> **EXTRACTED RECORDS**:
PR #80, opened 2017-03-06
Added installation script for OSX dependencies under tools/

avctrh:
Added a script under tools/ to carry out OSX dependency installation steps https://github.com/tensorflow/haskell#build-on-mac-os-x

### DIFF
--- a/README.md
+++ b/README.md
@@ -89,7 +89,9 @@ There is also a demo application:
 
 ## Build on Mac OS X
 
-The following instructions were verified with Mac OS X El Capitan.
+The following instructions were verified with Mac OS X El Capitan. Alternatively
+run the [install_osx_dependencies.sh](./tools/install_osx_dependencies.sh)
+script in the `tools/` directory.
 
 - Install dependencies via [Homebrew](http://brew.sh):
 
--- a/README.md
+++ b/README.md
@@ -96,4 +96,4 @@ library on your machine under `/usr/local`.
 
 After running the script to install system dependencies, build the project with stack: 
 
-        stack test
+    stack test
--- a/README.md
+++ b/README.md
@@ -89,27 +89,7 @@ There is also a demo application:
 
 ## Build on Mac OS X
 
-The following instructions were verified with Mac OS X El Capitan. Alternatively
-run the [install_osx_dependencies.sh](./tools/install_osx_dependencies.sh)
-script in the `tools/` directory.
-
-- Install dependencies via [Homebrew](http://brew.sh):
-
-        brew install protobuf
-        brew install snappy
-
-- Install the TensorFlow library on your machine:
-
-        curl https://storage.googleapis.com/tensorflow/libtensorflow/libtensorflow-cpu-darwin-x86_64-1.0.0.tar.gz > libtensorflow.tar.gz
-        tar zxf libtensorflow.tar.gz -C /usr/local
-        mv /usr/local/lib/libtensorflow.so /usr/local/lib/libtensorflow.dylib
-        install_name_tool -id libtensorflow.dylib /usr/local/lib/libtensorflow.dylib
-        rm libtensorflow.tar.gz
-        
-- Install submodule dependencies:
-
-        git submodule update --init --recursive
-
-- Run stack:
-
-        stack test
+Run the [install_osx_dependencies.sh](./tools/install_osx_dependencies.sh)
+script in the `tools/` directory. The script installs dependencies
+via [Homebrew](http://brew.sh) and then downloads and installs the TensorFlow
+library on your machine under `/usr/local`.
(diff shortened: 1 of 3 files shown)


avctrh:
I signed the CLA.

blackgnezdo:
+judahjacobson, do you prefer a script or keep the textual instructions? I think we should pick one way we know works rather than two.

+avctrh thanks for signing the CLA!

tools/install_osx_dependencies.sh
```diff
@@ -0,0 +1,40 @@
+#!/bin/bash
+
```
blackgnezdo: Please use
set -eu

to avoid the script plowing on after failures.

tools/install_osx_dependencies.sh
```diff
@@ -0,0 +1,40 @@
...
+echo "Extracting and copying libtensorflow..."
+tar zxf libtensorflow.tar.gz -C /usr/local
+mv /usr/local/lib/libtensorflow.so /usr/local/lib/libtensorflow.dylib
+
+echo -n "sudo password (required by install_name_tool) : "
+read -s spss
+echo ""
+echo $spss | sudo -S install_name_tool -id libtensorflow.dylib /usr/local/lib/libtensorflow.dylib
+rm libtensorflow.tar.gz
```
blackgnezdo: Should move above immediately after the archive is extracted.

tools/install_osx_dependencies.sh
```diff
@@ -0,0 +1,40 @@
...
+
+echo "Downloading libtensorflow..."
+curl https://storage.googleapis.com/tensorflow/libtensorflow/libtensorflow-cpu-darwin-x86_64-1.0.0.tar.gz > libtensorflow.tar.gz
+
+echo "Extracting and copying libtensorflow..."
+tar zxf libtensorflow.tar.gz -C /usr/local
+mv /usr/local/lib/libtensorflow.so /usr/local/lib/libtensorflow.dylib
+
+echo -n "sudo password (required by install_name_tool) : "
+read -s spss
```
blackgnezdo: From security point of view, it's best for users to not enter passwords into untrusted scripts (especially provided by a third party). So, we should either ask the user to run the whole script with sudo or output a command line with sudo which the user should run on their own.

tools/get_mnist_webarchive.sh
```diff
@@ -0,0 +1,8 @@
+#!/bin/bash
+
+echo "Downloading mnist datasets from web.archive.org"
```
blackgnezdo: This is a reasonable this to make the default. Please create a separate PR which changes urlPrefix in tensorflow-mnist-input-data/Setup.hs to be web.archive.org. Then this file should be reverted.

avctrh:
Thanks for the review @blackgnezdo let me know if any changes are needed.

judah:
I actually just set up another MacBook to build tensorflow-haskell and stumbled over a couple of the steps myself.  So I agree with blackgnezdo@ that we should remove the manual steps in the README altogether and replacing them with an instruction to just run this script.

avctrh:
@judah glad to hear this is a helpful direction.

@blackgnezdo I looked into migrating to webarchive for mnist w/ a separate PR in mind. The links require an extra bit of redirect handling, so I would switch from Network.HTTP to Network.Browser (in the same HTTP package). If that's okay I'll go ahead and work on it.

Let me know if anything else is needed for this PR.

README.md
```diff
@@ -89,7 +89,9 @@ There is also a demo application:
 
 ## Build on Mac OS X
 
-The following instructions were verified with Mac OS X El Capitan.
+The following instructions were verified with Mac OS X El Capitan. Alternatively
```
judah: To clarify my previous comment: let's remove all the manual steps listed in this section, and instead only suggest running the `install_osx_dependencies.sh` script.  (Otherwise, I think, we're begging for one or the other to get out of sync in the long run.)

We can still give a summary of what the script does in this section; for example:

    The script installs dependencies via [Homebrew](http://brew.sh) and then
    downloads and installs the TensorFlow library on your machine under
     `/usr/local`.

avctrh: Okay - I've removed the steps from the README.

blackgnezdo:
test this please

blackgnezdo:
@avctrh, switching to a more advanced http agent is fine, especially if it's in the same package, i.e. no dependency bloat.

avctrh:
@blackgnezdo @judah switch to web.archive.org downloads is prepped:

https://github.com/avctrh/tensorflow-haskell/commit/151a4748686e88e0cf56ba8a965040c20d1f50a7

I'll wait for this PR to be resolved before opening another. Incidentally, looks like this mnist download issue is causing the current CI to fail.

avctrh:
@blackgnezdo not sure who that was directed to, but I've tested it locally at least.

CI tests aren't passing due to MNIST downloads mentioned above. I've initiated a separate PR for that.

avctrh:
Great to hear!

> **ACTIVITY**: Scan the listing for the string "Downloading", then copy every line where it appears.

> **PROBLEM SOLUTION**:
+echo "Downloading libtensorflow..."
+echo "Downloading mnist datasets from web.archive.org"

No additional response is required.